(TASK GOAL)
Could you write out the lines below exactly, beginning with the first and finishing with the one that contains "grid point i,j,k"?

(DATA TO USE)
PR #1182, opened 2020-11-20
optimized some grid reorder function

hfp:
This mainly improves code generation with GCC.

### DIFF
--- a/src/grid/ref/grid_ref_collint.h
+++ b/src/grid/ref/grid_ref_collint.h
@@ -404,25 +404,6 @@ static inline void general_ci_to_grid(
     const double gp[3], GRID_CONST_WHEN_COLLOCATE double *ci,
     GRID_CONST_WHEN_INTEGRATE double *grid) {
 
-  //--------------------------------------------------------------------
-  // Find bounds for the inner loop based on a quadratic equation in i.
-  //
-  // The real-space vector from the center of the gaussian to the
-  // grid point i,j,k is given by:
-  //   r = (i-gp[0])*dh[0,:] + (j-gp[1])*dh[1,:] + (k-gp[2])*dh[2,:]
-  //
-  // Separating the term that depends on i:
-  //   r = i*dh[0,:] - gp[0]*dh[0,:] + (j-gp[1])*dh[1,:] + (k-gp[2])*dh[2,:]
-  //     = i*dh[0,:] + v
-  //
-  // The squared distance works out to:
-  //   r**2 = dh[0,:]**2 * i**2  +  2 * v * dh[0,:] * i  +  v**2
-  //        = a * i**2           +  b * i                +  c
-  //
-  // Solving r**2==radius**2 for i yields:
-  //    d =  b**2  -  4 * a * (c - radius**2)
-  //    i = (-b \pm sqrt(d)) / (2*a)
-  //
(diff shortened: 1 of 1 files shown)


hfp:
Merging this PR shall wait until we have Dashboard MC results of previous changes.

alazzaro:
> Merging this PR shall wait until we have Dashboard MC results of previous changes.

Do you mean the MC tests on Daint?

hfp:
> Do you mean the MC tests on Daint?

Yes, unless we want to judge my performance claim differently. It should at least show no regression on top of Mathieu's changes. Although, now that I write this comment - ref-backend shall not be affected by M.'s change...

mtaillefumier:
Short question. The dashboard uses the regtests inputs files or not ? If
so none of my code should be called at all since it always use the
reference backend. Of course compilation issues are a separate issue.

alazzaro:
Just started the test ;)

mtaillefumier:
On 11/20/20 11:29 AM, Hans Pabst wrote:
>
>     Do you mean the MC tests on Daint?
>
> Yes, unless we want to judge my performance claim differently. It
> should at least show no regression on top of Mathieu's changes.
> Although, now that I write this comment - ref-backend shall not be
> affected by M.'s change...
>
No they should not. The only thing I modified is the use of enum instead
of #define. And the two changes of the new code should not either.

alazzaro:
The daint tests are using some of the tests from:

https://github.com/cp2k/cp2k/tree/master/benchmarks

So, we are not changing the input...

hfp:
> Just started the test ;)

> No they should not.

Ok, I merge this PR when green since Alfio triggered the latest MC perf test. With this PR merged, we should at least see no degradation.

mtaillefumier:
Thanks. Then they should pass. If they don't it means something else is
going on.

mtaillefumier:
If the code compiles. If libxsmm is not used then the compilation will
fail because of the unused parameter warning treated as error. I have
the workaround already. inlined functions as well but it was fixed already.

src/grid/ref/grid_ref_collint.h
```diff
@@ -396,13 +396,13 @@ static inline void general_ci_to_reg(const int lp, const double exp_aiibic,
...
-                   GRID_CONST_WHEN_INTEGRATE double *grid) {
+static inline void general_ci_to_grid(
+    const int lp, const int jg, const int kg, const int ismin, const int ismax,
+    const int npts_local[3], const int bounds_i[2], const int index_min[3],
+    const int map_i[], const double zetp, const double a, const double b,
+    const double c, const double exp_ab, const double exp_2a,
+    const double gp[3], GRID_CONST_WHEN_COLLOCATE double *ci,
+    GRID_CONST_WHEN_INTEGRATE double *grid) {
 
   //--------------------------------------------------------------------
```
oschuett: Maybe this comment should be moved alongside.

alazzaro:
Test completed: https://dashboard.cp2k.org/archive/cray-xc50-daint-mc-psmp_perf/index.html
Seems everything OK

src/grid/ref/grid_ref_collint.h
hfp: Yes, that was my concern too. I will put attach it to the call-side where this work now takes place.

(RESPONSE BOX)
PR #1182, opened 2020-11-20
optimized some grid reorder function

hfp:
This mainly improves code generation with GCC.

### DIFF
--- a/src/grid/ref/grid_ref_collint.h
+++ b/src/grid/ref/grid_ref_collint.h
@@ -404,25 +404,6 @@ static inline void general_ci_to_grid(
     const double gp[3], GRID_CONST_WHEN_COLLOCATE double *ci,
     GRID_CONST_WHEN_INTEGRATE double *grid) {
 
-  //--------------------------------------------------------------------
-  // Find bounds for the inner loop based on a quadratic equation in i.
-  //
-  // The real-space vector from the center of the gaussian to the
-  // grid point i,j,k is given by:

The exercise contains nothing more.